我が琴線に触れる森羅万象を写・文で日記す

言葉考・摩訶不思議

 今、ボクの小さな頭を占めているのは、(言語能力)というような事。
 ボクの頭脳が数年前から世のインターネットに繋がったことで多少は活性化しつつ在るようで、また混乱に陥ってもいる。

 この事にこだわるようになったのは、例の<Kanji-world>から端を発していると思う。
 先日久々に読んだ、松岡剛のホームページ<セイゴウちゃんねる>http://www.eel.co.jp/seigowchannel/archives/2010/01/2010_1.html#moreには、常にハイテンションに刺激されるし、たまたま読んだ、本や古い雑誌の記事などにも刺激を受けた。

 全く自慢じゃないが、<言語能力>みたいなことを今まで、考えたことも無かったということが不思議なくらい、それを刺激するクラゲがむしろ避けるのが難しいくらい自分の周りにぷわぷわ浮いているというのに。

 それは、自分は写真をやっている人間だ・・・。と文字や論理に依頼することをどこか拒否する自分があった・・・事は
うすうすと確かだった。昔、作家の中上健次さんに(あなたは本を書けるよ・・・)と言ってくれた時(書けないから撮るんだよ・・・)と作家さんに対してへりくだっての内心の返答ではあったが、じつはそれよりもっと写真家としての自負、(誰も書けない処を撮るんだよ・・・)ということであったと思う。
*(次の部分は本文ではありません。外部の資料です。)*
PR #1299, opened 2019-06-17
Utils: implementing hashXXX_queue_copy.

oopsmonk:
* utils: implementing hashXXX_queue_copy
* cclient: is_unused_address enhancement.

### DIFF
--- a/cclient/api/extended/get_new_address.c
+++ b/cclient/api/extended/get_new_address.c
@@ -10,8 +10,8 @@
 #include "cclient/api/extended/logger.h"
 #include "common/helpers/sign.h"
 
-static retcode_t were_address_spent_from(iota_client_service_t const* const serv, flex_trit_t const* const addr,
-                                         bool* const is_unused) {
+static retcode_t was_address_spent_from(iota_client_service_t const* const serv, flex_trit_t const* const addr,
+                                        bool* const is_unused) {
   retcode_t ret_code = RC_ERROR;
   // Is it a spent address?
   were_addresses_spent_from_req_t* addr_spent_req = were_addresses_spent_from_req_new();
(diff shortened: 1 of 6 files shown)


cclient/api/extended/get_new_address.c
```diff
@@ -10,11 +10,9 @@
 #include "cclient/api/extended/logger.h"
 #include "common/helpers/sign.h"
 
-retcode_t is_unused_address(iota_client_service_t const* const serv, flex_trit_t const* const addr,
-                            bool* const is_unused) {
+static retcode_t were_address_spent_from(iota_client_service_t const* const serv, flex_trit_t const* const addr,
```
thibault-martinez: Singular is `was_address_spent_from`

cclient/api/extended/get_new_address.c
```diff
@@ -42,7 +40,16 @@ retcode_t is_unused_address(iota_client_service_t const* const serv, flex_trit_t
...
   }
 
+done:
+  were_addresses_spent_from_req_free(&addr_spent_req);
+  were_addresses_spent_from_res_free(&addr_spent_res);
+  return ret_code;
+}
+
+static retcode_t find_transactions_by_address(iota_client_service_t const* const serv, flex_trit_t const* const addr,
+                                              bool* const is_unused, bool get_tx_list, hash243_queue_t* txs) {
```
thibault-martinez, line 50: Do we need the transactions ordered ? Maybe a list/stack instead of a queue ?

utils/containers/hash/hash_queue.c.tpl
```diff
@@ -67,3 +67,26 @@ flex_trit_t *hash{SIZE}_queue_at(hash{SIZE}_queue_t *const queue, size_t index)
   }
   return NULL;
 }
+
+retcode_t hash{SIZE}_queue_copy(hash{SIZE}_queue_t const src, hash{SIZE}_queue_t *dest, size_t size) {
```
thibault-martinez: Usually, `copy` functions takes `dest` as first parameter and `src` as second parameter, so it can be a bit confusing

thibault-martinez (changes requested):

cclient/api/extended/get_new_address.c
oopsmonk: not sure yet, could be changed later.

thibault-martinez (approved):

 だから、写真の後に<不立文字>の禅がボクの目の前に現れたのだろう。
 鈴木大拙は、(禅は言葉の発する以前を問題にする・・・)と言っている。

 (主客未分以前というは、神がまだ<光りあれ>と言わなかったときのことである。あるいは、そう言わんとせる刹那である。・・・略・・・。<光りあれ>という心が、神の胸に、うごきださんとする、その刹那に触れんとするのが、東洋民族の心理であるのに対して、欧米的心理は、<光>が現われてからの事象に没頭するのである。)・・・東洋的な見方ーより。

 ぼくが、写真に興味を抱いたのも、原因はこれだったのだろうか?・・・摩訶不思議、摩訶不思議。

 そして摩訶不思議なことは、言語能力への意識ゼロの人間である自分が、坐禅中に言葉の認識と獲得があったことだ。
 それは、老師から公案をもらう以前の時期、自宅で坐禅をしている時、心身のどこからなのかわからないが、勝手に言葉が湧き上がって来たことがなんどもあった。自分とは一切関わり合いのない<愛>などという言葉がある時来て深く味わったことがあった。